There are ways around it, but it’s still not very straightforward. Also often with some significant limitations.
RagingNerdoholic, No, you misunderstand. You’re thinking of DHCP. The parent poster is talking about CGNAT, where hundreds or thousands of customers of an ISP may share the same public-facing IPv4 address. It’s impossible to self-host anything in this scenario, there no way around it and DDNS won’t help you.
pinkdrunkenelephants, Then purchase a hosting service. Off-shore VPSes are pretty cheap, and they take Bitcoin. Even fucking Paypal uses Bitcoin nowadays. Only hurdle in your way is you.
orangeboats, That’s pretty much just pushing the centralization from Google, AWS etc to the hosting services.
pinkdrunkenelephants, Then start building community ISPs that allow for individuals to have their own IPs again.
If you want to solve the problem, you have work to do.
Or you can sit around and complain like you’re trying to justify and defend doing, and live without access to ad free quality videos.
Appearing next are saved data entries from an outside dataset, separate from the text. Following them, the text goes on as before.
PR #1299, opened 2019-05-07
feat(Dropdown): update styles for dark and hc Teams themes

### LINKED ISSUE #1215: Theming of Dropdown component
## Bug Report
The dropdown component has following theming issues:

**Dark Theme**
* Results have white background and text
image

**High Contrast Theme**
* Input field has white text on light background
* Results are shown as white text on white background
image

### Version
0.27 - reproducible on doc site

### LINKED ISSUE #1254: Dropdown handler overrides should be refactored
At the moment there are probably duplicated. 

The handler should be `user input` + `stardust logic` + `downshift logic` and the resulting event should be added once.

As this logic was never required before, it was implemented as is, but should be refactored in order to make sure issues will not occur and performance is not impacted.

### LINKED ISSUE #1329: Adding onClick event on the triggerButton of the Dropdown is breaking the behavior of it
### Steps
Add toggleButton prop on the Dropdown with custom onClick event.

### Expected Result
The toggleButton should still open the Dropdown when clicked, and should invoke the user's onClick event

### Actual Result
Clicking on the trigger button is not opening the Dropdown, and the user's onClick handler is never invoked.

### Version
0.30.0

### Proposed solution
when creating the toggleButton, the events should be written in the overrideProps section. There we can invoke the Downshift's handlers, and then the user's specified handlers.

```
  private renderTriggerButton(
    styles: ComponentSlotStylesInput,
    rtl: boolean,
    getToggleButtonProps: (options?: GetToggleButtonPropsOptions) => any,
  ): JSX.Element {
    const { triggerButton } = this.props
    const content = this.getSelectedItemAsString(this.state.value)

    const toggleButtonProps = getToggleButtonProps({
        onKeyDown: e => {
        },
        'aria-label': content,
      })

    const { onClick, onFocus, onBlur, onKeyDown, ...restToggleButtonProps } = toggleButtonProps

    return (
      <Ref innerRef={this.buttonRef}>
        {Button.create(triggerButton, {
          defaultProps: {
            className: Dropdown.slotClassNames.triggerButton,
            content,
            fluid: true,
            styles: styles.triggerButton,
            ...restToggleButtonProps,
          },
          overrideProps: (predefinedProps: IconProps) => ({
            onClick: e => {
              onClick(e)
              _.invoke(predefinedProps, 'onClick', e, predefinedProps)
            },
            onFocus: e => {
              onFocus(e)
              _.invoke(predefinedProps, 'onFocus', e, predefinedProps)
            },
            onBlur: e => {
              onBlur(e)
              _.invoke(predefinedProps, 'onBlur', e, predefinedProps)
            },
            onKeyDown: e => {
              onKeyDown(e)
              _.invoke(predefinedProps, 'onKeyDown', e, predefinedProps)
            },
          }),
        })}
      </Ref>
    )
  }
```

### Testcase
https://codesandbox.io/s/10k3m855j

mnajdova:
Fixes https://github.com/stardust-ui/react/issues/1215 - Dropdown theming.
Fixes https://github.com/stardust-ui/react/issues/1329 - onClick is breaking the triggerButton behavior.
Fixes https://github.com/stardust-ui/react/issues/1254 - Dropdown event handlers should be refactored.

In order for the styles to applied correctly, I've added the following things:
- `selected` prop for the `DropdownItem`, which is set to true from the `Dropdown`, if the selection is single, and the item is the selected one
- `isFromKeyboard` prop for the `DropdownItem`, which is set from the `Dropdown`, based on the type of event received from Downshift, when the item is set to active
- `isFromKeyboard` state for the `Dropdown`

Thins that will be addressed in separte PRs:
- adding `inverted` prop to the Dropdown
- adding `selected` icon for the selected list item (may be implemented differently)


packages/react/src/themes/teams/components/Dropdown/dropdownItemStyles.ts
```diff
@@ -3,12 +3,22 @@ import { DropdownVariables } from './dropdownVariables'
...
+    border: `1px solid transparent`,
     backgroundColor: v.listItemBackgroundColor,
+    ...(p.selected && {
+      fontWeight: v.listItemSelectedFontWeight,
+      color: v.listItemSelectedColor,
+    }),
     ...(p.active && {
-      color: v.listItemColorActive,
-      backgroundColor: v.listItemBackgroundColorActive,
+      ...(p.isFromKeyboard && {
```
codepretty: Does the new focus solution @Bugaa92 setup in #1269 not work here?

codepretty:
Click anywhere on the dropdown doesn't seem to work anymore

dropdown-not-working

packages/react/src/themes/teams/components/Dropdown/dropdownVariables.ts
```diff
@@ -1,46 +1,74 @@
...
+  selectedItemColor: siteVars.bodyColor,
   comboboxPaddingButton: `0 ${_12px_asRem}`,
   comboboxFlexBasis: pxToRem(50),
   listBackgroundColor: siteVars.colors.white,
-  listBorderRadius: _3px_asRem,
+  listBorderRadius: `0 0 ${_3px_asRem} ${_3px_asRem}`,
+  listBorderColor: 'transparent',
+  listBorderWidth: '0px',
   listPadding: `${pxToRem(8)} 0`,
   listBoxShadow: `0 .2rem .6rem 0 ${siteVars.colors.grey[250]}`,
```
codepretty: The `listBoxShadow` looks wrong
image

packages/react/src/themes/teams/components/Dropdown/dropdownItemStyles.ts
mnajdova: Unfortunately not, will sync today again with @Bugaa92 on this.

mnajdova:
> Click anywhere on the dropdown doesn't seem to work anymore

@codepretty acknowledge the problem, the worse part is that the tests didn't caught this :(

packages/react/src/themes/teams/components/Dropdown/dropdownVariables.ts
mnajdova: This was there before, so I wasn't sure whether it should be changed. Will check the designs again.

packages/react/src/themes/teams/components/Dropdown/dropdownStyles.ts
```diff
@@ -60,19 +69,33 @@ const dropdownStyles: ComponentSlotStylesInput<DropdownPropsAndState, DropdownVa
...
     color: v.color,
     backgroundColor: v.backgroundColor,
-    ...(p.focused && { borderBottomColor: v.borderColorFocus }),
+    ':hover': {
+      backgroundColor: v.backgroundColorHover,
+      [`& .${Dropdown.slotClassNames.triggerButton}`]: {
+        // reset all styles
+      },
+    },
+    ...(p.focused && {
```
mnajdova, line 90: Found out what is causing the issue with the trigger button, but no idea why :( It's the styles applied when the container of the Dropdown is focused:
```
  ...(p.focused && {
     ...(p.search && { borderBottomColor: v.borderColorFocus }),
     ...(!p.search &&
        !p.open &&
        getBorderFocusStyles({
          siteVariables,
          isFromKeyboard: true,
        })[':focus']),
    }),
```
@Bugaa92 am I using this function as intended? In the Dropdown container, we are using the `focused` prop as an indicator whether it is focused. FYI @silviuavram

packages/react/src/themes/teams/components/Dropdown/dropdownItemStyles.ts
mnajdova: This is how the new focus solution looks: 
image
More important that it is breaking the accessibility (on keys up and down, this border is not moving to the right list element). @Bugaa92 FYI

packages/react/src/themes/teams/components/Dropdown/dropdownStyles.ts
mnajdova: Maybe the reason for breaking this is the added pseudo elements: `::before` and `::after`

packages/react/src/themes/teams/components/Dropdown/dropdownItemStyles.ts
mnajdova: Manage to fix this, the `position: 'relative'` is necessary for the element where the border focus styles are applied. Should we add this somehow in the border focus styles?

packages/react/src/components/Dropdown/Dropdown.tsx
```diff
@@ -466,15 +482,26 @@ class Dropdown extends AutoControlledComponent<Extendable<DropdownProps>, Dropdo
...
-              onFocus: this.handleTriggerButtonOrListFocus,
-              onBlur: this.handleTriggerButtonBlur,
-              onKeyDown: e => {
-                this.handleTriggerButtonKeyDown(e, rtl)
-              },
-              'aria-label': content,
-            }),
+            ...restToggleButtonProps,
           },
+          overrideProps: (predefinedProps: IconProps) => ({
```
mnajdova, line 483: @silviuavram can you take a look on this changes? They should fix the issue: https://github.com/stardust-ui/react/issues/1329

packages/react/src/themes/teams/components/Dropdown/dropdownVariables.ts
mnajdova: This is fixed now, please take another look.

packages/react/src/themes/teams/components/Dropdown/dropdownStyles.ts
mnajdova: I fixed this, by adding isFromKeyboard in the Dropdown state. Let's see if this will turn around again as an issue.

mnajdova:
The issue with the trigger button is resolved, everything works as expected now.

packages/react/src/components/Dropdown/Dropdown.tsx
silviuaavram: I think there is an issue created by me to refactor these handlers, probably this is the way to go. It was confusing for me at the time. We have user handler, stardust behavior, Downshift handler.

https://github.com/stardust-ui/react/issues/1254

packages/react/src/components/Dropdown/Dropdown.tsx
```diff
@@ -587,6 +623,8 @@ class Dropdown extends AutoControlledComponent<Extendable<DropdownProps>, Dropdo
         defaultProps: {
           className: Dropdown.slotClassNames.item,
           active: highlightedIndex === index,
+          selected: !this.props.multiple ? selectedIndex === index : false,
```
silviuaavram: do we really need this logic? can't we just say `selected: !this.props.multiple && value === item` ? Even the first check is not needed, as when it's multiple it will never be equality between the item and the array.

packages/react/src/components/Dropdown/Dropdown.tsx
```diff
@@ -765,6 +808,7 @@ class Dropdown extends AutoControlledComponent<Extendable<DropdownProps>, Dropdo
       searchInputProps: DropdownSearchInputProps,
     ) => {
       this.setState({ focused: false })
+      this.setState({ isFromKeyboard: isFromKeyboard() })
```
silviuaavram: don't forget to batch these up

packages/react/src/components/Dropdown/Dropdown.tsx
mnajdova: Yep, maybe they are duplicated. At least those should be resolved with these changes.

packages/react/src/components/Dropdown/Dropdown.tsx
mnajdova: I am using the `changes.selectedItem` which is always the last selected item (if I use the value I will always have to do checks whether it is array or not, and do casting - which in my opinion is more prone for bugs in the future). I can rewrite this to: `selected: !this.props.multiple && selectedIndex === index`, I agree that it is more readable. Are you ok with this?

silviuaavram: If it works I am ok, I just thought that simply doing `value === item` will be enough. If it's multiple, it's false. If it's single, it will compare objects and if those are equal then we are good.

Why would you need to enforce array checking?

mnajdova: Changed

packages/react/src/themes/teams-dark/components/Dropdown/dropdownVariables.ts
```diff
@@ -0,0 +1,22 @@
+import { DropdownVariables } from '../../../teams/components/Dropdown/dropdownVariables'
+
+export default (siteVars): Partial<DropdownVariables> => ({
+  backgroundColor: siteVars.colors.grey[650],
+  backgroundColorHover: siteVars.colors.grey[550],
+  borderColor: 'transparent',
+  borderColorFocus: siteVars.colors.brand[400],
+  color: siteVars.colors.grey[250],
+  selectedItemColor: siteVars.colors.grey[250],
+  listBoxShadow: `0 .2rem .6rem 0 rgba(0, 0, 0, 0.25)`,
```
codepretty: Can we add the box shadow value to siteVariables?

mnajdova: Used siteVariables.shadowLevel3, which is added in dark theme as well: `export const shadowLevel3 = '0 .8rem 1rem -0.2rem rgba(0, 0, 0, .25)'` In high contrast there is no shadow on the list

CHANGELOG.md
```diff
@@ -21,7 +21,11 @@ This project adheres to [Semantic Versioning](https://semver.org/spec/v2.0.0.htm
 - Restrict Typescript checks for component props @kuzhelov ([#1290](https://github.com/stardust-ui/react/pull/1290))
 
 ### Fix
-- Fixed Flex.Item children prop type @mnajdova ([#1320](https://github.com/stardust-ui/react/pull/1320))
+- Fixed `Flex.Item` children prop type @mnajdova ([#1320](https://github.com/stardust-ui/react/pull/1320))
+
+### Features
+- Add `DropdownItem` `selected`, `isFromKeyboard` props @mnajdova ([#1299](https://github.com/stardust-ui/react/pull/1299))
```
kuzhelov: nit: just to make it more clear, may be rephrased as:

> Add  `selected`, `isFromKeyboard` props to `DropdownItem`

Otherwise it reads like `DropdownItem` is an added prop as well

packages/react/src/components/Dropdown/Dropdown.tsx
```diff
@@ -308,6 +311,8 @@ class Dropdown extends AutoControlledComponent<WithAsProp<DropdownProps>, Dropdo
       highlightedIndex: this.props.highlightFirstItemOnOpen ? 0 : null,
       searchQuery: search ? '' : undefined,
       value: multiple ? [] : null,
+      isFromKeyboardItem: false,
```
kuzhelov: nit: may suggest to rename it to something like `itemIsFromKeyboard`, to better reflect semantics of this field - mainly due to `keyboardItem` is quite confusing

packages/react/src/themes/teams-high-contrast/components/Dropdown/dropdownStyles.ts
```diff
@@ -0,0 +1,44 @@
+import { ComponentSlotStylesInput, ICSSInJSStyle } from '../../../types'
+import {
+  default as Dropdown,
+  DropdownProps,
+  DropdownState,
+} from '../../../../components/Dropdown/Dropdown'
+import { DropdownVariablesHOC } from 'src/themes/teams-high-contrast/components/Dropdown/dropdownVariables'
```
bmdalex: this should be a relative import

packages/react/src/themes/teams/components/Dropdown/dropdownItemStyles.ts
```diff
@@ -1,14 +1,29 @@
...
     backgroundColor: v.listItemBackgroundColor,
+    ...(p.selected && {
+      fontWeight: v.listItemSelectedFontWeight,
+      color: v.listItemSelectedColor,
+    }),
+    position: 'relative',
     ...(p.active && {
-      color: v.listItemColorActive,
-      backgroundColor: v.listItemBackgroundColorActive,
+      ...(p.isFromKeyboard && {
```
bmdalex: can we pass `p.isFromKeyboard ` as argument to `getBorderFocusStyles`?

packages/react/src/components/Dropdown/Dropdown.tsx
```diff
@@ -453,6 +459,17 @@ class Dropdown extends AutoControlledComponent<WithAsProp<DropdownProps>, Dropdo
     const { triggerButton } = this.props
     const content = this.getSelectedItemAsString(this.state.value)
 
+    const toggleButtonProps = getToggleButtonProps({
```
kuzhelov: is `toggle` and `trigger` button the same thing? Seems that yes, given where props of `toggleButton` are applied to. Would suggest to maintain naming consistency in this case

packages/react/src/components/Dropdown/Dropdown.tsx
```diff
@@ -582,6 +614,8 @@ class Dropdown extends AutoControlledComponent<WithAsProp<DropdownProps>, Dropdo
         defaultProps: {
           className: Dropdown.slotClassNames.item,
           active: highlightedIndex === index,
+          selected: !this.props.multiple && value === item,
```
kuzhelov, line 617: this `value === item` is based on potentially dangerous assumption that

```js
const filteredItems = this.getItemsFilteredBySearchQuery()
```

identity of each `item` in `this.props.items` won't be changed. However, given that client's code is providing this logic, it is possible that this won't be true, and chances are higher in case if any library based on immutability principles is used (such as Redux). 

Simplest example is:

```jsx
<Dropdown search={items => [...items]} />
```

bmdalex (approved):
👍 awesome changes, GG @mnajdova 
just couple of comments

packages/react/src/components/Dropdown/Dropdown.tsx
```diff
@@ -680,7 +714,9 @@ class Dropdown extends AutoControlledComponent<WithAsProp<DropdownProps>, Dropdo
     }
 
     if (this.state.open && _.isNumber(changes.highlightedIndex)) {
+      const isFromKeyboardItem = changes.type !== Downshift.stateChangeTypes.itemMouseEnter
```
kuzhelov: could you, please, just clarify our assumptions here? Am I right that

- if we have state change for `Dropdown`, which is change for its `open` value
- and this `open` value is `true`
- and, if also we have `highlightedIndex` being number in changes (does it imply that this has been changed as well - I mean, otherwise it would be non-defined, right?)
- as well as changes are not caused by `MouseEnter`

then we providing `itemIsFromKeyboard` value to item, which is an indicator of item being selected from keyboard?

packages/react/src/components/Dropdown/Dropdown.tsx
```diff
@@ -453,6 +459,17 @@ class Dropdown extends AutoControlledComponent<WithAsProp<DropdownProps>, Dropdo
...
+        this.handleTriggerButtonKeyDown(e, rtl)
+      },
+      'aria-label': content,
+    })
+
+    const { onClick, onFocus, onBlur, onKeyDown, ...restToggleButtonProps } = toggleButtonProps
+
     return (
       <Ref innerRef={this.buttonRef}>
         {Button.create(triggerButton, {
```
kuzhelov, line 475: this is another good example of why we  should refrain from blindly passing all calculated props to _any_ slot's content - we might imagine what it would be if regular `<button />`, or even any other Stardust component type which is different from `Button` will be provided here

packages/react/src/components/Dropdown/Dropdown.tsx
mnajdova: `getToggleButtonProps` as a method comes from Downshift, and we are using this method on the `triggerButton` - main area of the single selection Dropdown, and the `toggleIndicator`, the arrow on the right side of the `Dropdown`. Can you please let me know what should be renamed in this case?

packages/react/src/components/Dropdown/Dropdown.tsx
mnajdova: I had this prev implemented with using state's selectedIndex to track this. Do you think this will be better option?

packages/react/src/components/Dropdown/Dropdown.tsx
mnajdova: It goes like this:
- if we have state change for Dropdown and the dropdown is open
- if the highlighted index was changed
then we are providing the itemIsFromKeyboard to the DropdownItem (if it is from mouse, this will be false, otherwise it will be true)

packages/react/src/components/Dropdown/Dropdown.tsx
kuzhelov: I think that better one would be to provide some unique key to each item (if those are objects), like `_someKey` prop, the one that will be used for identity check. Something like the following (pseudo):

```jsx
const getItemsFilteredBySearchQuery = () => { 
  const itemsToFilter = augmentWithSomeKey(this.props.items)
  ...
  const filteredItems = search(itemsToFilter)
  return filteredItems
}
```

and then, before rendering, strip this helper `_someKey` prop:

```jsx
const renderItems = () => {
  const filteredItemsWithNoAugmentedProps = stripAugmentedProps(filteredItems)
  .. render filteredItemsWithNoAugmentedProps ..
}
```

This would be the safest option.

**However, have made another thought on that - given that we are comparing items of the array, the chance is pretty low that _item itself_ will be changed. Thus, I think that the strategy you've provided is sufficient enough, at least till the moment when we would spot real problem with that.**

So, lets proceed with your solution, thanks!

packages/react/src/components/Dropdown/Dropdown.tsx
kuzhelov: given that method is named `renderTriggerButton`, as well as that props contained in _scoped_ variable `toggleButtonProps` are applied to trigger button only in the context of this method, I would rename it as `triggerButtonProps` - yes, we have `getToggleButtonProps` as method from `Downshift`, but in the context of our method, where everything is scoped to this method, I would expect to see everything related to `triggerButton`, accordingly

kuzhelov (approved):

packages/react/src/components/Dropdown/Dropdown.tsx
mnajdova: Got it, will rename the const to triggerButtonProps.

Your choice.
orangeboats, Good luck getting a block of IP addresses from your regional internet registry for this community ISP… IP address exhaustion is just that, no more addresses. That’s why we are sharing them.
We do have a solution and it’s called IPv6, but its deployment is still not as widespread as people would like to be. If I self-host my website on IPv6, a lot of people from Europe would still be unable to access it.
pinkdrunkenelephants, Then start convincing people to use it.
The only one who is going to be hurt by you constantly making excuses is you. No matter what hurdles you face, you have to overcome them, even if you have to build your own separate network from scratch, or you’ll never be free from the yoke of corporations and more importantly for you, you’ll never be free of the blame.
orangeboats, Tell me you haven’t seen people adamantly defending IPv4 without telling me so…
pinkdrunkenelephants, You’re right, I haven’t. What dumb bullshit were they saying?
fu, en-us why not just use am invidious instance like i.devol.it to access such content so as to eliminate the ads, eliminate the tracking, and encourage Free Software peeps to keep up the good work?